One of the best tools for diversifying your global portfolio is to use the best ETFs to execute your strategy and spread your risk, writes Jim Lowell of Forbes ETF Advisor.
iShares Barclays Aggregate Bond (AGG)
If Diamonds—that’s Dow Diamonds (DIA)—are an uncertain world’s best stock friend, this ETF’s aggregation of different duration investment grade bonds can tamp down any heartburn fire, save the flame of inflation.
Since our Fed has let us know in no uncertain terms that low rates will remain the rule, perhaps for as long as through 2014, this ETF in tandem with the DIA could be the two ETFs to own if you could own just two.
iShares Emerging Markets (EEM)
My answer to staying long at the emerging market party…which, at times, will feel like The Hangover Part III: own this stock stake and the iShares JPM Emerging Markets Bond (EMB, see below).
The top five country representations for EEM are China (17.4%), Brazil (15.6%), South Korea (14.9%), Taiwan (10.3%), and South Africa (7.7%). The top ten holdings are Samsung, Gazprom, Petrobras Preferred, China Mobile, America Movil, Petrobras, Taiwan Semiconductor, China Construction Bank, Industrial & Commercial Bank of China, and Itau Unibanco.
iShares Global Healthcare (IXJ)
One of our better calls in 2011: companies involved with the design, production, or sale of health care or medical products and services, with an eye on the necessary demographic trends and stories of aging boomers needing a youth-inducing crutch, as well as on the emerging market theme of new consumers demanding better health care.
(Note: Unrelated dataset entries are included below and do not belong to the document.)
PR #3725, opened 2025-02-17
feat(BA-24): Split redis config for each connection pool

### LINKED ISSUE #3195: Split Redis configuration for each connection pool by database
## Synopsis

In some customer sites, we have experienced:

- Too high CPU usage of the Redis service
- Excessive disk usage by AOF files, which may be a Redis bug or some subtle config issues:\* redis/redis#10806
- redis/redis#10742

To mitigate these issues, i.e., to prevent them from impacting the SLA and reduce the chance of happening, let's split the Redis instances in our "halfstack" so that we could apply different levels of HA configuration depending on the purpose.

Since we already split the connection pools for each Redis database by different purposes as follows, it is easy to just change the initialization routine of those connection pools to use different connection parameters.

### Redis databases

```python
# src/ai/backend/common/defs.py
REDIS_STAT_DB: Final = 0
REDIS_RLIM_DB: Final = 1
REDIS_LIVE_DB: Final = 2
REDIS_IMAGE_DB: Final = 3
REDIS_STREAM_DB: Final = 4
```

I do not plan to pre-define how to group these Redis databases but leave it to the our solution architect team to determine the desired setup per site.

Though, here are some references to understand the background:

**Data persistency requirements**

- Needed:\* `STAT` (statistics): if lost, it impacts the usage accounting critical for billing and etc.
- `LIVE` (agent liveness, idle checkers): if lost, it impacts the scheduler performance and mis-terminate the running sessions depending on the idle-checker config

- Not much needed:\* `RLIM` (rate limit): volatile information, effective only for up to 15 minutes, no need to enforce it strictly on failover
- `STREAM` (event bus): events are transient and often they are retried periodically or have another mean of synchronization.
- `IMAGE` (per-agent image availability map): if lost, automatically reconstructed from agent heartbeats

**Main load patterns**

- `STAT`, `LIVE`: proportional to the number of sessions
- `RLIM`: proportional to the volume of client API requests
- `IMAGE`: proportional to the number of cluster nodes
- `STREAM`: proportional to the number of cluster nodes & the number of sessions
  ## Current Implementation

The configuration of Redis connection parameters are stored in etcd and shared across the entire cluster nodes including Manager, Agent, Storage Proxy, and App Proxy.

Currently, the Redis configuration can specify only one Redis instance (either a single `host:port` address or a list of sentinel `host:port` addresses).

```python
redis_helper_config_iv = t.Dict({
    t.Key("socket_timeout", default=5.0): t.ToFloat,
    t.Key("socket_connect_timeout", default=2.0): t.ToFloat,
    t.Key("reconnect_poll_timeout", default=0.3): t.ToFloat,
}).allow_extra("*")

redis_config_iv = t.Dict({
    t.Key("addr", default=redis_default_config["addr"]): t.Null | tx.HostPortPair,
    t.Key(  # if present, addr is ignored and service_name becomes mandatory.
        "sentinel", default=redis_default_config["sentinel"]
    ): t.Null | tx.DelimiterSeperatedList(tx.HostPortPair),
    t.Key("service_name", default=redis_default_config["service_name"]): t.Null | t.String,
    t.Key("password", default=redis_default_config["password"]): t.Null | t.String,
    t.Key(
        "redis_helper_config",
        default=redis_helper_default_config,
    ): redis_helper_config_iv,
}).allow_extra("*")
```

## Proposed Addition

Let's extend the configuration format to additionally specify per-db instance addresses (either a single `host:port` address or a list of sentinel `host:port` addresses).

We could just allow configuring optional, additional mappings from DB index to address settings (either single or sentinels), while non-specified ones falling back to the base address settings.  This way, we could keep backward compatibility with existing setups.

**An example split:**

- Instance 1 for `STAT`, `LIVE`: persistence with AOF for HA
- Instance 2 for `STREAM`, `IMAGE`: no persistence with HA
- Instance 3 for `RLIM`: no persistence with HA

seedspirit:
resolves #3195 (BA-24)

- [ ] Test case(s) to:
- [ ] Documentation

### DIFF
--- a/src/ai/backend/common/defs.py
+++ b/src/ai/backend/common/defs.py
@@ -11,7 +11,7 @@ REDIS_STREAM_DB: Final = 4
 REDIS_STREAM_LOCK: Final = 5
 
 
-class RedisTarget(StrEnum):
+class RedisRole(StrEnum):
     STAT = "stat"
     RLIM = "rlim"
     LIVE = "live"
--- a/src/ai/backend/common/defs.py
+++ b/src/ai/backend/common/defs.py
@@ -3,8 +3,8 @@ from enum import StrEnum
 from typing import Final
 
 # Redis database IDs depending on purposes
-REDIS_STAT_DB: Final = 0
-REDIS_RLIM_DB: Final = 1
+REDIS_STATISTICS_DB: Final = 0
+REDIS_RATE_LIMIT_DB: Final = 1
 REDIS_LIVE_DB: Final = 2
 REDIS_IMAGE_DB: Final = 3
 REDIS_STREAM_DB: Final = 4
@@ -12,8 +12,8 @@ REDIS_STREAM_LOCK: Final = 5
 
 
 class RedisRole(StrEnum):
-    STAT = "stat"
-    RLIM = "rlim"
+    STATISTICS = "statistics"
+    RATE_LIMIT = "rate_limit"
     LIVE = "live"
     IMAGE = "image"
     STREAM = "stream"
--- a/src/ai/backend/common/defs.py
+++ b/src/ai/backend/common/defs.py
@@ -1,4 +1,5 @@
 import re
+from enum import StrEnum
 from typing import Final
 
 # Redis database IDs depending on purposes
@@ -8,6 +9,15 @@ REDIS_LIVE_DB: Final = 2
 REDIS_IMAGE_DB: Final = 3
 REDIS_STREAM_DB: Final = 4
 REDIS_STREAM_LOCK: Final = 5
+
+
+class RedisTarget(StrEnum):
+    STAT = "stat"
+    RLIM = "rlim"
+    LIVE = "live"
+    IMAGE = "image"
+    STREAM = "stream"
+    STREAM_LOCK = "stream_lock"
 
 
 DEFAULT_FILE_IO_TIMEOUT: Final = 10
--- a/src/ai/backend/common/types.py
+++ b/src/ai/backend/common/types.py
@@ -1294,7 +1294,7 @@ def _stringify_number(v: Union[BinarySize, int, float, Decimal]) -> str:
 
 
 @dataclass
-class RedisConfig:
+class _RedisConfig:
     addr: Optional[HostPortPair] = None
     sentinel: Optional[Union[str, List[HostPortPair]]] = None
     service_name: Optional[str] = None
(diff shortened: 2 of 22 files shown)


src/ai/backend/common/types.py
```diff
@@ -1293,12 +1293,70 @@ def _stringify_number(v: Union[BinarySize, int, float, Decimal]) -> str:
...
+@dataclass
+class RedisConfig:
+    addr: Optional[HostPortPair] = None
+    sentinel: Optional[Union[str, List[HostPortPair]]] = None
+    service_name: Optional[str] = None
+    password: Optional[str] = None
+    redis_helper_config: Optional[RedisHelperConfig] = None
+
+    def get(self, key: str, default: Any = None) -> Any:
+        return getattr(self, key, default)
```
HyeockJinKim: Make the class private if it is not used publicly.

seedspirit: Fixed it! Thanks

src/ai/backend/common/types.py
```diff
@@ -1293,15 +1294,129 @@ def _stringify_number(v: Union[BinarySize, int, float, Decimal]) -> str:
...
-    redis_helper_config: RedisHelperConfig
+@dataclass
+class RedisConfig:
+    STANDARD_FIELDS = frozenset({
+        "addr",
+        "sentinel",
+        "service_name",
+        "password",
+        "redis_helper_config",
+    })
```
HyeockJinKim: Why is this setting necessary?

src/ai/backend/common/defs.py
```diff
@@ -10,6 +11,15 @@
 REDIS_STREAM_LOCK: Final = 5
 
 
+class RedisRole(StrEnum):
+    STAT = "stat"
+    RLIM = "rlim"
+    LIVE = "live"
+    IMAGE = "image"
+    STREAM = "stream"
+    STREAM_LOCK = "stream_lock"
```
HyeockJinKim: Avoid using abbreviations like `RLIM`.

src/ai/backend/common/types.py
seedspirit: As redis config allows extra fields, we need to add what is standard and what is not standard fields.
The only way I know of to add a field that is not predefined in the dataclass is to have it as a set or dict, as it is currently. Is there any other way?

```python
redis_config_iv = t.Dict({
    t.Key("addr", default=redis_default_config["addr"]): t.Null | tx.HostPortPair,
    ...
    t.Key("override_configs", default=None): t.Null
    | t.Mapping(
        t.String,
        t.Dict({
            t.Key("addr", default=redis_default_config["addr"]): t.Null | tx.HostPortPair,
            ...
        }).allow_extra("*"),
    ),
}).allow_extra("*")
```

src/ai/backend/common/defs.py
seedspirit: Changed it. Thank you

src/ai/backend/common/types.py
seedspirit: Removed it as `_extra` fields do nothing in this period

The ETF seeks investment results that correspond to the price and yield performance of the S&P Global 1200 Healthcare Sector Index. The top ten holdings are Johnson & Johnson, Pfizer, Novartis, Roche Holding, Merck, GlaxoSmithKline, Abbott Labs, Sanofi, AstraZeneca, and Bayer.
iShares JPM Emerging Markets Bond (EMB)
You can’t finance emerging market growth without bonds. And you should only want to own the emerging markets stocks if you’d want to own the underlying debt instruments of the respective marketplaces.
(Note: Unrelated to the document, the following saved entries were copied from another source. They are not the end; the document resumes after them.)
PR #3767, opened 2025-02-19
fix(BA-802): Set default domain name value of vfolders

### LINKED ISSUE #3765: Fail to update vfolders table schema to add `domain_name` field
Sometimes alembic migration upgrade fails to run `d7df3baf3779` script because of null violation

fregataa:
resolves #3765 (BA-802)

----
📚 Documentation preview 📚: https://sorna--3767.org.readthedocs.build/en/3767/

Enter this ETF, which seeks investment results that correspond to the price and yield performance of the JPMorgan EMBI Global Core Index.
iShares MSCI Brazil (EWZ)
Real economy, real political stability, real middle, consumer class. The risk here is that this ETF will almost always trade in correlation to emerging markets as a whole, with the baby being placed in or thrown out with the bathwater. It’s a slippery risk I’m willing to take.
The fund seeks investment results that correspond to the price and yield performance of the MSCI Brazil Index. The top ten holdings are Petrobras Preferred, Vale Preferred, Itau Unibanco, Petrobras, Banco Bradesco, Cia de Bebidas das Americas, Vale, Itausa Investimentos, Brasil Foods, and Vale’s New York ADR.
iShares MSCI Japan (EWJ)
I’m long Japan but ultra short the Yen. Among the largest economies, Japan is slowing, but it can pull a currency lever and pick up its pace, a smart move that I think won’t be lost on the bureaucrats.
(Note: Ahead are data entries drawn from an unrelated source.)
PR #3785, opened 2025-02-21
feat(BA-625): Register v2 volume handler to router

### LINKED ISSUE #3559: Add structure to easily register class handlers in storage-proxy
## Motivation  

- In the existing structure, when performing ⁠create_app, the handler was registered without upper-level information.
- However, now that we are creating a ⁠handler class and registering it with the router, we need information from the ⁠root_context.

## Required Features

- Structure to create and register services when running create_app

## Impact  

- Handlers can operate through ⁠service objects without accessing ⁠Root_context, allowing each ⁠Handler class to handle values separately.

## Testing Scenarios  

- Test if handler creation is possible.

HyeockJinKim:
resolves #3559 (BA-625)

- [ ] Test case(s) to:
- [ ] Documentation


src/ai/backend/storage/api/manager.py
```diff
@@ -1158,6 +1159,47 @@ async def _shutdown(app: web.Application) -> None:
             await task
 
 
+def init_v2_volume_app(service_ctx: ServiceContext) -> web.Application:
+    app = web.Application()
+    handler = VFolderHandler(service_ctx.volume_service)
+    app.router.add_route("GET", "/volumes", handler.get_volumes)
+    app.router.add_route("GET", "/volumes/{volume_id}", handler.get_volume)
+    app.router.add_route(
+        "GET", "/volumes/{volume_id}/quota/{scope_type}/{scope_uuid}", handler.get_quota_scope
```
MintCat98: It’s a minor issue, but I’m leaving this comment because I’m not entirely sure what you meant.

If you were referring to quota as the correct term for individually assigned limits on multiple volumes, then a revision may be necessary, as quotas would be the appropriate term in that case.

MintCat98 (commented):
Other than that, there are no major issues.
Thank you for the past two months.

src/ai/backend/storage/api/manager.py
HyeockJinKim: I've reflected it, please check it again when you have time. :)

MintCat98 (approved):
lgtm 👍

PR #3794, opened 2025-02-21
fix(BA-822): Wrong Python interpreters included in the scie builds (#3793)

lablup-octodog:
This is an auto-generated backport PR of #3793 to the 24.03 release.


achimnol:
This is not required to be backported because 24.09 and 24.03 has a custom pants plugin `scie` which specifies the exact yyyymmdd PBS version.

PR #3796, opened 2025-02-22
feat(BA-817): Better error log during server context initialization

### LINKED ISSUE #3788: Better error log when a server fails to bootstrap
Bootstrap failure error messages of our components have a bad readability

{width=1285 height=983}

fregataa:
resolves #3788 (BA-817)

EWJ seeks investment results that correspond to the price and yield performance of the MSCI Japan Index. The top ten holdings are Toyota Motor, Mitsubishi UFJ Financial, Honda Motor, Canon, Sumitomo Mitsui Financial, Mizuho Financial Group, Takeda Pharmaceutical, Fanuc, Mitsubishi, and Mitsui & Co.
ProShares UltraShort Euro (EUO)
This leveraged ETF seeks investment results that correspond to twice the inverse daily performance of the US dollar price of the euro.
SPDR S&P Emerging Asia Pacific (GMF)
This fund seeks investment results that correspond to the price and yield performance of the S&P Asia Pacific Emerging BMI Index. The top three sectors are financials (25.8%), information technology (22.3%), and energy (13.2%).
The top ten holdings are Taiwan Semiconductor, China Construction Bank, China Mobile, Industrial & Commercial Bank of China, PetroChina, Baidu, CNOOC, Reliance Industries, Infosys, and Hon Hai Precision.
Vanguard MSCI Emerging Markets (VWO)
Finally, this fund seeks investment results that correspond to the price and yield performance of the MSCI Emerging Markets Index. The top five country representations are China (17.9%), Brazil (15.1%), Korea (15%), Taiwan (10.6%), and S. Africa (7.9%).
The top ten holdings are Samsung , Petrobras, Vale, Taiwan Semiconductor, China Mobile, Gazprom, America Movil, Itau Unibanco, China Construction Bank, and Industrial & Commercial Bank of China.